The NOAA report shows that in 2018 the national annual frequency of high tide flooding reached five days. This number, the national average of all the places they examined, tied the historical record that was set in 2015. Flood days broke records in the Northeast US and in the Eastern Gulf of Mexico, due to a combination of sea-level rise, hurricane seasons, and an active nor’easter.

Furthermore, more than 42 coastal locations across the United States are experiencing annual rates of high-tide flooding that are rapidly increasing, while 12 locations broke records in 2018. These locations include Washington, D.C., Wilmington, North Carolina, and Apalachicola, Florida.

Coastal flooding the in Outer Banks, a group of islands off the coast of North Carolina. 

Wikimedia Commons

The Cause of High-Tide Flooding and Its Effects

High-tide flooding is increasing due to climate change-driven sea level rise and land sinking, combined with the loss of natural coastal barriers. How much a city floods is in part related to how much the city is prepared for the water — if the local elevation and the high tide line are close to the same in elevation, flooding will be more frequent.

As sea levels rise, more and more communities on the US coastline are experiencing water levels they previously did not need to prepare for. According to NOAA, any acceleration in sea level rise that is predicted this century will further increase the intensity of high-tide flooding impacts and reduce the time between flood events.

“Flooding that decades ago usually happened only during a powerful or localized storm can now happen when a steady breeze or a change in coastal current overlaps with a high tide,” the report states.

NOAA also notes that high-tide flood events, made worse by rising sea levels, are contributing to “over-wash and beach erosion, overwhelming storm/waste/freshwater systems, disrupting harbor operations, closing roadways, and degrading subsurface infrastructure and property values.”

For example, in 2018, high-tide flood events salted the farmlands of coastal Delaware and Maryland, degraded septic system functionality in South Florida, and flooded the roadways of the East Coast.

Flooding in the Future

Data suggests that the problems the coasts are seeing will soon become chronic, rather than sporadic. NOAA predicts that from May 2019 to April 2020, national high-tide flooding will occur about twice as often as it did in 2000. Sea level rise will drive this increase, as well as the annual El Niño conditions that are predicted to persist through 2019.

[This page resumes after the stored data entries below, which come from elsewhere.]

PR #604, opened 2019-05-09
(PA-2670) Add support for `get_version_forced` in the vanagon component

underscorgan:
This will allow us to force an additional clone of git sources to
determine the version while the component is still being processed. This
is needed to allow for including the component version in the gemspec
file for facter, puppet, and hiera so that ruby correctly identifies
those as installed gems.

### DIFF
--- a/lib/vanagon/component.rb
+++ b/lib/vanagon/component.rb
@@ -383,6 +383,23 @@ class Vanagon
       end
     end
 
+    # Force version determination for components
+    #
+    # If the component doesn't already have a version set (which normally happens for git sources),
+    # the source will be fetched into a temporary directory to attempt to figure out the version if the
+    # source type supports :version. This directory will be cleaned once the get_sources method returns
+    #
+    # @raise Vanagon::Error raises a vanagon error if we're unable to determine the version
+    def force_version
+      if @version.nil?
+        Dir.mktmpdir do |dir|
+          get_source(dir)
+        end
+      end
+      raise Vanagon::Error, "Unable to determine source version for component #{@name}!" if @version.nil?
+      @version
+    end
+
     # Prints the environment in a way suitable for use in a Makefile
     # or shell script. This is deprecated, because all Env. Vars. are
     # moving directly into the Makefile (and out of recipe subshells).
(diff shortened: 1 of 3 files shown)


lib/vanagon/component.rb
```diff
@@ -383,6 +383,23 @@ def get_patches(patch_root)
       end
     end
 
+    # Force version determination for components
+    #
+    # If the component doesn't already have a version set (which normally happens for git sources),
+    # the source will be fetched into a temporary directory to attemt to figure out the version if the
```
e-gris: Trivial: "attempt" misspelled.

lib/vanagon/component.rb
```diff
@@ -383,6 +383,23 @@ def get_patches(patch_root)
...
+    # source type supports :version. This directory will be cleaned once the get_sources method returns
+    #
+    # @raise Vanagon::Error raises a vanagon error if we're unable to determine the version
+    def force_version
+      if @version.nil?
+        Dir.mktmpdir do |dir|
+          get_source(dir)
+        end
+      end
+      raise Vanagon::Error, "Unable to determine source version!" if @version.nil?
```
e-gris: Would it be helpful to specify for which component vanagon cannot determine the source version for or would that be obvious in some other way?

underscorgan:
@e-gris updated!

spec/lib/vanagon/component_spec.rb
```diff
@@ -242,6 +242,49 @@
...
+
+    it 'returns a version if it\'s already set' do
+      expect(versioned_component).not_to receive(:get_source)
+      expect(versioned_component.force_version).to eq('1.2.3')
+    end
+
+    it 'fetches sources if no version is set' do
+      clone = double(Git::Base)
+      allow(::Git).to receive(:clone).and_return(clone)
+      allow(clone).to receive(:describe).and_return('1.2.3')
```
mwaggett: I feel like testing with something other than `1.2.3` would make it clearer that this is getting a different version than the one explicitly set in the test above.

e-gris:
Holding on merge until comments from @mwaggett are resolved.

underscorgan:
updated

underscorgan:
done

That doubling represents what is expected to happen to the United States as a whole. Importantly, some specific regions are expected to see an even larger jump from what was seen in 2000. The report states that the Northeast Atlantic could see a 140 percent increase, the Southeast could see a 190 percent increase, and the Western Gulf of Mexico could see a 130 percent increase.

Some of these 2019 increases are already visible. For example, Boston saw 19 days of flooding between May 2018 and April 2019, a more than 200 percent increase from what was seen in 2000.

When the NOAA scientists analyzed models that went deeper into the future, long-term projections showed that by 2030 there’s expected to be a national frequency of 7 to 15 days of high-tide flooding. By 2040, that number is expected to jump from 25 to 75 days.

In 2018, the national annual frequency was five days — and still caused damage. High-tide flooding was called “nuisance flooding” in the past. Now, that occasional nuisance is more of a destructive tradition.